- The titular Photo 51
- Original language: English
- Written by: Anna Ziegler
- Characters: Rosalind Franklin; Maurice Wilkins; James Watson; Francis Crick; Raymond Gosling; Donald Caspar;
- Genre: Play
- Setting: King's College London London

Premiere
- Date: 5 September 2015
- Place: Noël Coward Theatre, London

= Photograph 51 (play) =

2008 play written by Anna Ziegler

Photograph 51 is a play by Anna Ziegler.
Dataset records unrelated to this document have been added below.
PR #348, opened 2023-11-07
Repay debt with available balance

piobab:
Bound to available balance for `Repay` with `AccountBalance`.


contracts/credit-manager/src/repay.rs
```diff
@@ -9,15 +9,17 @@ use mars_types::credit_manager::{ActionCoin, CallbackMsg::Repay, ExecuteMsg};
...
 };
 
 pub fn repay(deps: DepsMut, account_id: &str, coin: &ActionCoin) -> ContractResult<Response> {
     // Ensure repayment does not exceed max debt on account
     let (debt_amount, debt_shares) =
         current_debt_for_denom(deps.as_ref(), account_id, &coin.denom)?;
-    let amount_to_repay = min(debt_amount, coin.amount.value().unwrap_or(Uint128::MAX));
+    let coin_balance =
+        COIN_BALANCES.may_load(deps.storage, (account_id, &coin.denom))?.unwrap_or_default();
+    let amount_to_repay = min(debt_amount, coin.amount.value().unwrap_or(coin_balance));
```
piobab, line 22: This will bound for `AccountBalance` to available balance. 
If we use `min(debt_amount, current_account_balance(denom), coin.amount.value().unwrap_or(Uint128::MAX))` everything will be bound to available balance.
I can change it but I feel it will be inconsistent with the rest of the usage of `AccountBalance`.

markonmars (approved):

linkielink (approved):

contracts/credit-manager/src/repay.rs
linkielink: But it's still possible to pass exact amounts to `repay`, right?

Photograph 51 opened in the West End of London in September 2015. The play focuses on the often-overlooked role of X-ray crystallographer Rosalind Franklin in the discovery of the double helix structure of DNA while working at King's College London. This play won the third STAGE International Script Competition in 2008. The title comes from Photo 51, the nickname given to an X-ray diffraction image taken by Raymond Gosling in May, 1952, under the supervision of Rosalind Franklin. The one-act play runs for 95 minutes with no intermission.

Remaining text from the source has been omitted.